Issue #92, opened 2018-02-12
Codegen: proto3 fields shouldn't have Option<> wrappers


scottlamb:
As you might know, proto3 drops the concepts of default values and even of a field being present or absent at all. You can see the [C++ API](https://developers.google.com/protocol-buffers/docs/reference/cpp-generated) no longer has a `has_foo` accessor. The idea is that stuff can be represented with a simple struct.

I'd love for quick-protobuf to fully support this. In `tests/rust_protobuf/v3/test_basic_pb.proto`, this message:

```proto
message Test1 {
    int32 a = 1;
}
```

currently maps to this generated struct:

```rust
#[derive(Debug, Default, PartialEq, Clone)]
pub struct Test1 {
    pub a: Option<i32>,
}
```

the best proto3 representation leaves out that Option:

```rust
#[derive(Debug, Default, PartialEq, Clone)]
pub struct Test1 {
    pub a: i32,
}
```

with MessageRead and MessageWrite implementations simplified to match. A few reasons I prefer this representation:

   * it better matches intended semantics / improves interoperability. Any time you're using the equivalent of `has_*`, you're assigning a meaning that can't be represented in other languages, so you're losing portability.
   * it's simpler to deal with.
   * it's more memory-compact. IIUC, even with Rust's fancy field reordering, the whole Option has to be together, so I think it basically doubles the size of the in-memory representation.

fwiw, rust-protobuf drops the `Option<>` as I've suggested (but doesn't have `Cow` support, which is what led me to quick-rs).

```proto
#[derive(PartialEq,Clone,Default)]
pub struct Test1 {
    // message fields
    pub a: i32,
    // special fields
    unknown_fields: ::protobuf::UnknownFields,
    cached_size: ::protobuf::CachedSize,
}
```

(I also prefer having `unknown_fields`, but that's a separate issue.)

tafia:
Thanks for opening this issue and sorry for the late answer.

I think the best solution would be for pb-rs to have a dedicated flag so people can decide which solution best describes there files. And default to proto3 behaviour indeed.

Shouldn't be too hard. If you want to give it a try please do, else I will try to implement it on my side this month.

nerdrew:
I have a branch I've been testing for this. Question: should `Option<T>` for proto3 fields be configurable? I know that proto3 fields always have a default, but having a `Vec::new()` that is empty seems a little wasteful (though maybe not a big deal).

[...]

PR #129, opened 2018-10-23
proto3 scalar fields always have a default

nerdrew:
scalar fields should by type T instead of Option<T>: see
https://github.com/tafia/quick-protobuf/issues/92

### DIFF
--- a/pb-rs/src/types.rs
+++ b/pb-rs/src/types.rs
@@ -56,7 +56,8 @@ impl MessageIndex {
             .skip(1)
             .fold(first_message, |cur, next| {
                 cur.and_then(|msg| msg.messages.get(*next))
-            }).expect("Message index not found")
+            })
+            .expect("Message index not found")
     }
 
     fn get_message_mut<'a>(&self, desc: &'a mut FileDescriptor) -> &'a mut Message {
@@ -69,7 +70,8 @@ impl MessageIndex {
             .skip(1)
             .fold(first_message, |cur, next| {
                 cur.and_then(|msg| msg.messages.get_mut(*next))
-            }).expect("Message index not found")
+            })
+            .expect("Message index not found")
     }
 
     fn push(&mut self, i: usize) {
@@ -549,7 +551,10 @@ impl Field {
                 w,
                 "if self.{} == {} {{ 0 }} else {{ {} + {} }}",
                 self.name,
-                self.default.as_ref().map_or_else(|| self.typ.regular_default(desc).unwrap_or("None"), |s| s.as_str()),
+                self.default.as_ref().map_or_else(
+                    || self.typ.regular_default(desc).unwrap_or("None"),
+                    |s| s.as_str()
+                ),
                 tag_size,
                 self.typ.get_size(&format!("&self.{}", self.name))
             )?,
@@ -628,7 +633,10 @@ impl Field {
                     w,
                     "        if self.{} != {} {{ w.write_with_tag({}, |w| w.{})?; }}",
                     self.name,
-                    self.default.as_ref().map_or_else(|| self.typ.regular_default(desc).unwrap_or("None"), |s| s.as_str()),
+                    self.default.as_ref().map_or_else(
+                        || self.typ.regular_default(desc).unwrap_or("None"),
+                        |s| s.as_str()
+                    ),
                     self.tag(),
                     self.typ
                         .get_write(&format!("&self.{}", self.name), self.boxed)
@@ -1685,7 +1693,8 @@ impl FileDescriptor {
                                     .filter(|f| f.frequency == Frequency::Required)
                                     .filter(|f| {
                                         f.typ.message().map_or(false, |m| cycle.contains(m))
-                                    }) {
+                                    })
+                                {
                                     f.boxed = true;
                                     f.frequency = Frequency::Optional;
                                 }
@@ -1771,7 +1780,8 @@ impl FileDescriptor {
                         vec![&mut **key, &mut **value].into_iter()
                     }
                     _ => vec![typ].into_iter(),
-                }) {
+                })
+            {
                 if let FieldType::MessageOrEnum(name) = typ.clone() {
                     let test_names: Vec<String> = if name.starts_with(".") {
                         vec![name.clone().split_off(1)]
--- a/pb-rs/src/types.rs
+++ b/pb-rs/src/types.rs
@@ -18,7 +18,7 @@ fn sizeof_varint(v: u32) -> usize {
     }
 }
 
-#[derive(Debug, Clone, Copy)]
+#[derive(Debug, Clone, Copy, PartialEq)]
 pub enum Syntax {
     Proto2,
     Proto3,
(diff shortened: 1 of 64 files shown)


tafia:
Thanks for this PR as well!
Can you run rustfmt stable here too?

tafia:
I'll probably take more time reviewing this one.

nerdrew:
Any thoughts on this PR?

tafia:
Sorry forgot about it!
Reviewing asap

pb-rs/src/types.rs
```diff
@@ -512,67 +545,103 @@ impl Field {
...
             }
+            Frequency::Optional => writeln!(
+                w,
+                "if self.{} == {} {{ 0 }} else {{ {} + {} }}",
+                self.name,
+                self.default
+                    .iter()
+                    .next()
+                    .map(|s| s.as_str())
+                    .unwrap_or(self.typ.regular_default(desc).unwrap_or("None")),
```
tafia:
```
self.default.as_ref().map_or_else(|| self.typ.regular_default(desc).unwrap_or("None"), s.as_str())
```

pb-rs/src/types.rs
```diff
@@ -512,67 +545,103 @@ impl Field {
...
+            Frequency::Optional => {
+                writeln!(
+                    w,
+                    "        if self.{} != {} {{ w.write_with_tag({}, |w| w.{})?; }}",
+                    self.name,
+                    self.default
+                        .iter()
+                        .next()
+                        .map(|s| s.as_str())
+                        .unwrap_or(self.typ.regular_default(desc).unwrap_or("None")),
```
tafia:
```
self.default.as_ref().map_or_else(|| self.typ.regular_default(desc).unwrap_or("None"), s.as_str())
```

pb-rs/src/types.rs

※ ※ ※

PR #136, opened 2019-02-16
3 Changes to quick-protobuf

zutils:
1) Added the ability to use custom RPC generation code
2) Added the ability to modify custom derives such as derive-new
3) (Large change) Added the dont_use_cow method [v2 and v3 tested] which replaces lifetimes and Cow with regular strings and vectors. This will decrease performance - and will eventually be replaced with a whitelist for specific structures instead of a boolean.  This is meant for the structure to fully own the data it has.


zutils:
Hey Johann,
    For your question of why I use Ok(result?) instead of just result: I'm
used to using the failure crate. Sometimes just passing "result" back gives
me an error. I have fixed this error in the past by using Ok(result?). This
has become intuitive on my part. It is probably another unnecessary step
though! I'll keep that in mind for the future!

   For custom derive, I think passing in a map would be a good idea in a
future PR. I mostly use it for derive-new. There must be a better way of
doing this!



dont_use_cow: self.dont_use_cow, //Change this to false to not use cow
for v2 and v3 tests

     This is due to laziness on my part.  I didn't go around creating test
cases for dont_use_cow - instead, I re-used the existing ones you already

※ ※ ※

Output each line of the listing above that has "generated".

As you might know, proto3 drops the concepts of default values and even of a field being present or absent at all. You can see the [C++ API](https://developers.google.com/protocol-buffers/docs/reference/cpp-generated) no longer has a `has_foo` accessor. The idea is that stuff can be represented with a simple struct.
currently maps to this generated struct:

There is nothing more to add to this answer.